━━ PROVIDED MATERIAL

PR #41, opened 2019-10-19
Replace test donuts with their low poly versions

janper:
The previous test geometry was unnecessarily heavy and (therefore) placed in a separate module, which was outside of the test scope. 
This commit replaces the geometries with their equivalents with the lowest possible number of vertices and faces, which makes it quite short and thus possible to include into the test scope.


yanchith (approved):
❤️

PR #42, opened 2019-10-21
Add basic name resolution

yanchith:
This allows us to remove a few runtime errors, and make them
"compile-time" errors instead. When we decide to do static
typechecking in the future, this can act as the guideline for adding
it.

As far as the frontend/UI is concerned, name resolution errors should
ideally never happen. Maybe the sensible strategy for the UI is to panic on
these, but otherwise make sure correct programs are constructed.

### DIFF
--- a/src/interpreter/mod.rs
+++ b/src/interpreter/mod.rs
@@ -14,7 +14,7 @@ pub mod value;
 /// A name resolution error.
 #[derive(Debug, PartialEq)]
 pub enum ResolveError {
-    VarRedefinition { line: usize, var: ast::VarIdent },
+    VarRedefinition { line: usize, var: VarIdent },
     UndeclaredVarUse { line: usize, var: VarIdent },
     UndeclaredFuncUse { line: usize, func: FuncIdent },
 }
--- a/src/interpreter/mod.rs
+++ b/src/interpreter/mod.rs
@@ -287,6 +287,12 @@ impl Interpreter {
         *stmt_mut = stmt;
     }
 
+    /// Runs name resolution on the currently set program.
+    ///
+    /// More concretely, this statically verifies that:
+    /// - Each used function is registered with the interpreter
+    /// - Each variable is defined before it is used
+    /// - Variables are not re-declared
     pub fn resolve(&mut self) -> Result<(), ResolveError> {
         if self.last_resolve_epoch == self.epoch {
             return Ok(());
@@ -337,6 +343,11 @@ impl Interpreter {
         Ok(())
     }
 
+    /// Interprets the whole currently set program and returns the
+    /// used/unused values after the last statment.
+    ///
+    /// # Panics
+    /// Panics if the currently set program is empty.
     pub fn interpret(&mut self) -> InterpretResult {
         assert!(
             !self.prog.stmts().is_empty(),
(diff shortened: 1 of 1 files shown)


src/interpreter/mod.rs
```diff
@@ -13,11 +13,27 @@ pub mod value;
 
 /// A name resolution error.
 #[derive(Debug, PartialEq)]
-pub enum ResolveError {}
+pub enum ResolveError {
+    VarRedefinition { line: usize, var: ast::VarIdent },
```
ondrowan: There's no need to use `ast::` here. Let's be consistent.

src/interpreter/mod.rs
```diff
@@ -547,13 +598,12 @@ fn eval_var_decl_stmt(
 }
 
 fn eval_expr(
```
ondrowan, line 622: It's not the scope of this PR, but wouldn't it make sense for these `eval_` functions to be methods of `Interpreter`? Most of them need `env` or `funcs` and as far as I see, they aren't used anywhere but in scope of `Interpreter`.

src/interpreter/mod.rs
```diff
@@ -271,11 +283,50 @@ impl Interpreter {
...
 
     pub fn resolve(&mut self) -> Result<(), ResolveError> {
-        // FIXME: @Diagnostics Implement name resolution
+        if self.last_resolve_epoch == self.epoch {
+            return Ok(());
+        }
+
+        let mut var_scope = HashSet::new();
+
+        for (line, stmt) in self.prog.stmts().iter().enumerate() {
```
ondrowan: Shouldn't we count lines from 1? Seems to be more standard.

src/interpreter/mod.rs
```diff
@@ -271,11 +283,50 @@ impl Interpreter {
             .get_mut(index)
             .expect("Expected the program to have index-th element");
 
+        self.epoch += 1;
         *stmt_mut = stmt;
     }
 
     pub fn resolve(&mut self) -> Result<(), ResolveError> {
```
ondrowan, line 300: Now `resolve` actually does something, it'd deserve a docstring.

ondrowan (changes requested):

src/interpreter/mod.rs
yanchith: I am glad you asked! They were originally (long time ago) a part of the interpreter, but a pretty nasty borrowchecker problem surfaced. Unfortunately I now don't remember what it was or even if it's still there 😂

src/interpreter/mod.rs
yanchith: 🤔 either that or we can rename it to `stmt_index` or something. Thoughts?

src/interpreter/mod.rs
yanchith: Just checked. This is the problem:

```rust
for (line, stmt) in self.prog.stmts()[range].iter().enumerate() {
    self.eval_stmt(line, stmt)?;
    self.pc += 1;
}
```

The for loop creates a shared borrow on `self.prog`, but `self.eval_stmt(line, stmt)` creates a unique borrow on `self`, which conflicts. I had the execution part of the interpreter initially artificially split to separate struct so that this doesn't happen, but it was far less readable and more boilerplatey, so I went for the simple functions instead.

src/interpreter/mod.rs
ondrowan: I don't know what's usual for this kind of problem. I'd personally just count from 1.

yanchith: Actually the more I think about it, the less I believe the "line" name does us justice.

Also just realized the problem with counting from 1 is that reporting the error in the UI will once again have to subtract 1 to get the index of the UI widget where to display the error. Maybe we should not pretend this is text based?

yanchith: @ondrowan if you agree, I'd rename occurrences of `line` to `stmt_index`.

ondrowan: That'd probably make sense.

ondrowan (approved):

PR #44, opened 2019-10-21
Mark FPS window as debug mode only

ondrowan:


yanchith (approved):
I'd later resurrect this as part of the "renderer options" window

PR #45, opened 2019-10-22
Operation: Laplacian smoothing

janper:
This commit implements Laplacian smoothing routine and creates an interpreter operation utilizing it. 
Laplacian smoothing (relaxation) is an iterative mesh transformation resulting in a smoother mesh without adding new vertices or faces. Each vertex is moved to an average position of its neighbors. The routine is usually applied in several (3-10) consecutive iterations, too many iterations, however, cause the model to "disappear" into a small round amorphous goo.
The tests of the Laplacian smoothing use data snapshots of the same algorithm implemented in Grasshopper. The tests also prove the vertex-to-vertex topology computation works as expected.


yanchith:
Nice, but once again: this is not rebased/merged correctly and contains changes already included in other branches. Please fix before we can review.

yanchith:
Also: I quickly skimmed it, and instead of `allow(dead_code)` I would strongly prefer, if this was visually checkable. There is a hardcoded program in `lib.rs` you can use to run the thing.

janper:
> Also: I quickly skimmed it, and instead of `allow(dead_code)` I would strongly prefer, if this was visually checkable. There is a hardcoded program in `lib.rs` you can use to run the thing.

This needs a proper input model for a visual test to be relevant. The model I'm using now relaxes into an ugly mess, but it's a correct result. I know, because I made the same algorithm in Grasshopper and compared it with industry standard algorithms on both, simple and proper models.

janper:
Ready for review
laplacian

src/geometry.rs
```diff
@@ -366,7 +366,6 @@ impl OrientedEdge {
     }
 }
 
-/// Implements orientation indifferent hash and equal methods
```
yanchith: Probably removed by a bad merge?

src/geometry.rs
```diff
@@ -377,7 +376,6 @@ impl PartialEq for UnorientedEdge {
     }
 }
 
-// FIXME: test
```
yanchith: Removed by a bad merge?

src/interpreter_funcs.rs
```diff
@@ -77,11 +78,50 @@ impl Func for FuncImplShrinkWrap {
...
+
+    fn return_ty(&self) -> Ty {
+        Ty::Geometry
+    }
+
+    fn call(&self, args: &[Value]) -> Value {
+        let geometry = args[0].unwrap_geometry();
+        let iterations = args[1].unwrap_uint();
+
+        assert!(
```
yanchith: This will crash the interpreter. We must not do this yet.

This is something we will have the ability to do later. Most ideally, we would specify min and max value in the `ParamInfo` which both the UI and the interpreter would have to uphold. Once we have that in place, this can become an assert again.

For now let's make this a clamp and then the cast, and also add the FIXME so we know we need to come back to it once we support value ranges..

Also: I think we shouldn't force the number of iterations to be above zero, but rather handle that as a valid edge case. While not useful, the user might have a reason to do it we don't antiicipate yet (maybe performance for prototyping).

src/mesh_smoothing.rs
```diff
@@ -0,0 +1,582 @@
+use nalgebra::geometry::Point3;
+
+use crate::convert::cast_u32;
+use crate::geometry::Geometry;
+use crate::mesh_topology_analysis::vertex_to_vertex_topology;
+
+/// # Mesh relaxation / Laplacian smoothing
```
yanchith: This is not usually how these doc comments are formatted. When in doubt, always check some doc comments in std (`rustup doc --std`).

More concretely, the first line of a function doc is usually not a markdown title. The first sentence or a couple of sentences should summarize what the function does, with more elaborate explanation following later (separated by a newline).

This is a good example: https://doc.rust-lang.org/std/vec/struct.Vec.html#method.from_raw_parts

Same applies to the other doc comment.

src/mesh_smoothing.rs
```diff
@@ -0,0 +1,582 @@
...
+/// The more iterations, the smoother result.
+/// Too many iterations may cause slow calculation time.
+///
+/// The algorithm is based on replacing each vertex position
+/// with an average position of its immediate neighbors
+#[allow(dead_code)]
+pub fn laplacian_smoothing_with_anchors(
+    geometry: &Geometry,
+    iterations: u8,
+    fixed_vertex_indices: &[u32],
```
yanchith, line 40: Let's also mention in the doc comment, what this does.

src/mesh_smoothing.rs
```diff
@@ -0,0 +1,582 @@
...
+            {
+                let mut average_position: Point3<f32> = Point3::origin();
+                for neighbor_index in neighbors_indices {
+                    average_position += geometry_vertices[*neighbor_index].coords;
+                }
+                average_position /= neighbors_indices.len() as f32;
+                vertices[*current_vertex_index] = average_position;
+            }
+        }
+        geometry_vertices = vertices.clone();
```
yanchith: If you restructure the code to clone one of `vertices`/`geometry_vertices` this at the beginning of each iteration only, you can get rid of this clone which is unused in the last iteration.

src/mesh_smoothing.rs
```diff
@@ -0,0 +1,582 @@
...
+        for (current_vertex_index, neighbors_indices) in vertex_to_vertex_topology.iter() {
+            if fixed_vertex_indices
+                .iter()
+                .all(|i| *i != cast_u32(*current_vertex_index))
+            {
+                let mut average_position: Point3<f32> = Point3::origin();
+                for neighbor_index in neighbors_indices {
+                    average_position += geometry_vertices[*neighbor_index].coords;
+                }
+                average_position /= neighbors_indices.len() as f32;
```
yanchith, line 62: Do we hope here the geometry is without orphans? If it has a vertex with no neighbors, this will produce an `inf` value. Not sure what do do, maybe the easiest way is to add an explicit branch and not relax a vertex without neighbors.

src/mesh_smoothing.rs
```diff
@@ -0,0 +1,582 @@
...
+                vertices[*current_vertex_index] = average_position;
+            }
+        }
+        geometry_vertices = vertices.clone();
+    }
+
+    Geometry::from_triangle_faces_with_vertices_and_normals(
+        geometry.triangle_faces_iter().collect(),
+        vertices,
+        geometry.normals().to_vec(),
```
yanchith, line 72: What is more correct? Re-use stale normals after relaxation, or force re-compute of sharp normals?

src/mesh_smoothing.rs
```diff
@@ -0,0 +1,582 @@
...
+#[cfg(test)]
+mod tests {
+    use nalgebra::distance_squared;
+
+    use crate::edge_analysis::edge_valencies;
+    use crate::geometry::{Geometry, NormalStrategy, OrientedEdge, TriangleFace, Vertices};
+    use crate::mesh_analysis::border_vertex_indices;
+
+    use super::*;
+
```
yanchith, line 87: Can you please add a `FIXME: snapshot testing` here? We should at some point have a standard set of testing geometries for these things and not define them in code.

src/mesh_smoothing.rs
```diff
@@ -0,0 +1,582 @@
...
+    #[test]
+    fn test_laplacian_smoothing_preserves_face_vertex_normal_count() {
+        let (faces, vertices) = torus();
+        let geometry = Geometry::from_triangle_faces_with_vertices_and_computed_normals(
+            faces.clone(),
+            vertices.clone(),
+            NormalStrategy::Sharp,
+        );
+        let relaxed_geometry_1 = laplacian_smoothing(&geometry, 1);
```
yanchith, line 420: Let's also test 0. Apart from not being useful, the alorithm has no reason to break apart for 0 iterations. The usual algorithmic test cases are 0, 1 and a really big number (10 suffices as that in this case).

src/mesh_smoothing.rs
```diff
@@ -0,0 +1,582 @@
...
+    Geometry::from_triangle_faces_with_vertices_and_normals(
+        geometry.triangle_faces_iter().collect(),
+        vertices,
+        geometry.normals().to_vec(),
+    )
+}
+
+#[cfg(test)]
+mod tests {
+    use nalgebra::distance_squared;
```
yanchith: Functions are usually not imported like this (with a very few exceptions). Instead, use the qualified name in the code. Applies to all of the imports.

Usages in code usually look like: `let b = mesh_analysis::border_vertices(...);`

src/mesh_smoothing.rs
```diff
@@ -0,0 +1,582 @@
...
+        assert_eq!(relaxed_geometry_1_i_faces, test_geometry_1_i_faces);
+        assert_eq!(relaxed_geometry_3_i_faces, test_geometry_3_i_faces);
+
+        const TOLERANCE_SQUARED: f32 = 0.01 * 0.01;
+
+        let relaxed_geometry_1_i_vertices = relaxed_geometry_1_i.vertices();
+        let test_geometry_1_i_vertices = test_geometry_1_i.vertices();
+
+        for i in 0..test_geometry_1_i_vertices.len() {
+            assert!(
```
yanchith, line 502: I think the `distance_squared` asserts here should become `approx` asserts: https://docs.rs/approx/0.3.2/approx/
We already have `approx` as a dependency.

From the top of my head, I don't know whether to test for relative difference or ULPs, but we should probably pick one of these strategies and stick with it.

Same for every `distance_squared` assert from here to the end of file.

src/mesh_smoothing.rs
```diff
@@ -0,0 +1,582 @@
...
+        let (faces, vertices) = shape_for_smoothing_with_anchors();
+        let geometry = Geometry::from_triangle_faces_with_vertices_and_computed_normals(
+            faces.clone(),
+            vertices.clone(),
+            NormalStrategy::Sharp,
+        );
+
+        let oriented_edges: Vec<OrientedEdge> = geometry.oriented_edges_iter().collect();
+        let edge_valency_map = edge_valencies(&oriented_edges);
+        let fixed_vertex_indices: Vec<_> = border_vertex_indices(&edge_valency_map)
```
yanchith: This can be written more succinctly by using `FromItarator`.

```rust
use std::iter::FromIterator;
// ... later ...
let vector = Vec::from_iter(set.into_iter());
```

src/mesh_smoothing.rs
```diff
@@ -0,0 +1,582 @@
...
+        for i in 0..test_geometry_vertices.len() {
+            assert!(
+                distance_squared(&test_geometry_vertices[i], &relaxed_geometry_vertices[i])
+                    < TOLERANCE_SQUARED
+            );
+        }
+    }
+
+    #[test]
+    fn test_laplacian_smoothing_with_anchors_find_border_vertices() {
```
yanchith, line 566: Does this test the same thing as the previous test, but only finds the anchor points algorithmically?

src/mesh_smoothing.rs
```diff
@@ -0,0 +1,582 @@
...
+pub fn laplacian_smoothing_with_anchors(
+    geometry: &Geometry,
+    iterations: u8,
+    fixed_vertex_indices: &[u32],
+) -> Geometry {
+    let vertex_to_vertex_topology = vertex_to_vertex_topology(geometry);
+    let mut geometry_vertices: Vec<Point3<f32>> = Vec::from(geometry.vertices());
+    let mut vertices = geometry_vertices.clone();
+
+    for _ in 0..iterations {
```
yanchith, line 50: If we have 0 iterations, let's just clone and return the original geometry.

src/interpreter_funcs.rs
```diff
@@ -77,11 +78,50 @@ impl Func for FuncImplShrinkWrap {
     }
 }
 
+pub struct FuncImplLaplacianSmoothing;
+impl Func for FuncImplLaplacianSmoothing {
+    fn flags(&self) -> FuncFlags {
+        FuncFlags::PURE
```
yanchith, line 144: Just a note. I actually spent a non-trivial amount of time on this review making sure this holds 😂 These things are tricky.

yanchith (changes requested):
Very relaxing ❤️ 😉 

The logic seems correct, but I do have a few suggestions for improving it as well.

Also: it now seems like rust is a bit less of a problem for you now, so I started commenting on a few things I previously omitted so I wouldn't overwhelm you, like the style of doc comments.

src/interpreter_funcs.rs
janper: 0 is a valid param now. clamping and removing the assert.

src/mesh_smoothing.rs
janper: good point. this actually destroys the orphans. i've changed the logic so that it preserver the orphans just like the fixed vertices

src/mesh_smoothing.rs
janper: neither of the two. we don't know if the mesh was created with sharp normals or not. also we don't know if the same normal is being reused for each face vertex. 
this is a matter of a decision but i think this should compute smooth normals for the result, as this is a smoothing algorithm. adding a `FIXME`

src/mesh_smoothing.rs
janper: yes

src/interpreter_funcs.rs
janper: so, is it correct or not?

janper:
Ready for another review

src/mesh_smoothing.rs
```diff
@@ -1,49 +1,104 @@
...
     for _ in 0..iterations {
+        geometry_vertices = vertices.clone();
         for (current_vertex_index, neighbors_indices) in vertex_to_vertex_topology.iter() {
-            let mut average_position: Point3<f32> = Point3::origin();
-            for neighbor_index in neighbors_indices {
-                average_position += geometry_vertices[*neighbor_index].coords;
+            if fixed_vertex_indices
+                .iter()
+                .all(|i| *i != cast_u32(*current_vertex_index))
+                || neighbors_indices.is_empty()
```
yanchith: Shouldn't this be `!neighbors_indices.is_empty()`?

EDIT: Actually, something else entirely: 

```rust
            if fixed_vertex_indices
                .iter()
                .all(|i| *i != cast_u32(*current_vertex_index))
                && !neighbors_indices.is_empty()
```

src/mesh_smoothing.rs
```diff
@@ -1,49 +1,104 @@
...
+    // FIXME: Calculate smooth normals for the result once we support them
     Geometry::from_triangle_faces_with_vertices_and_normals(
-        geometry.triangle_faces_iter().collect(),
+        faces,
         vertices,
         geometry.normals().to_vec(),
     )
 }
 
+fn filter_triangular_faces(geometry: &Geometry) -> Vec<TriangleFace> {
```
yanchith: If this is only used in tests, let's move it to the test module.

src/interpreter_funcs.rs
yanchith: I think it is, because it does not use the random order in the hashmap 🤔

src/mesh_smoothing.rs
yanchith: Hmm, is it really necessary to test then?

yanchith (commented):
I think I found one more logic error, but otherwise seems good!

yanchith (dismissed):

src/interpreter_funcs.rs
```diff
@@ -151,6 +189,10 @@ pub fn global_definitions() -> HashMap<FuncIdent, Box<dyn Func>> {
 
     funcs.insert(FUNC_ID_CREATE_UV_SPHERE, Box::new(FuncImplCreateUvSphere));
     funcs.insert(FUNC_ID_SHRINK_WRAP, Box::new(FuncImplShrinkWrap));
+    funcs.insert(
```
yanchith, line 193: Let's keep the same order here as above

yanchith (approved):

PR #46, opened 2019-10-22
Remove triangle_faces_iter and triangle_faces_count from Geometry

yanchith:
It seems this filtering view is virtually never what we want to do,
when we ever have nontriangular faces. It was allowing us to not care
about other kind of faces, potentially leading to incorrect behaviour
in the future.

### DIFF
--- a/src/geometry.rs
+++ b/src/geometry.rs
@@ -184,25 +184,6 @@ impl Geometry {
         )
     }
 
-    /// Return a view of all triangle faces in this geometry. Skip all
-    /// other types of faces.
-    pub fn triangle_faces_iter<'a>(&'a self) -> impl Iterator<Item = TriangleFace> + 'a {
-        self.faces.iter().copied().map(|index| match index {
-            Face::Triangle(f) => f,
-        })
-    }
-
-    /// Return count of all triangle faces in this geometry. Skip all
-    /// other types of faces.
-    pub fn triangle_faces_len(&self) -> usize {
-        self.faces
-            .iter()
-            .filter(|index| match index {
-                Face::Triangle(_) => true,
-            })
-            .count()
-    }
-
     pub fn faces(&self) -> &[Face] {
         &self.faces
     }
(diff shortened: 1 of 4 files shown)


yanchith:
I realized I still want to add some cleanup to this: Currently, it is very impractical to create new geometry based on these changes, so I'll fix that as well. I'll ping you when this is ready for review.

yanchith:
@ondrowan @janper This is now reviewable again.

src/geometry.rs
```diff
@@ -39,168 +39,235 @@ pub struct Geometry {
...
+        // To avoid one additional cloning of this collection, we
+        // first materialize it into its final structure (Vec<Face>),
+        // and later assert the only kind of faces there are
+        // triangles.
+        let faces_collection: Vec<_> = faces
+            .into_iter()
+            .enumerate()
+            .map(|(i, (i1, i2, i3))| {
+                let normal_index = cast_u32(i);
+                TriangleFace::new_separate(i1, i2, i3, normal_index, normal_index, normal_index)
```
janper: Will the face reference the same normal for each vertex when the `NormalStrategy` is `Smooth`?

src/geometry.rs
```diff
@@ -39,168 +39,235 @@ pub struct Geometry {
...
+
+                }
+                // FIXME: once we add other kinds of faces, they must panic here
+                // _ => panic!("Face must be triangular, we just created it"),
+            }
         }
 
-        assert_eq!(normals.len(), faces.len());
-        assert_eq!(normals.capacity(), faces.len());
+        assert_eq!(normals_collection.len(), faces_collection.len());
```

━━━━

## TASK DETAILS
Since only part of the listing is wanted, copy exactly the lines from the one holding "I'd later resurrect" to the one holding "This commit implements", both included.

## ANSWER SPACE
I'd later resurrect this as part of the "renderer options" window

PR #45, opened 2019-10-22
Operation: Laplacian smoothing

janper:
This commit implements Laplacian smoothing routine and creates an interpreter operation utilizing it. 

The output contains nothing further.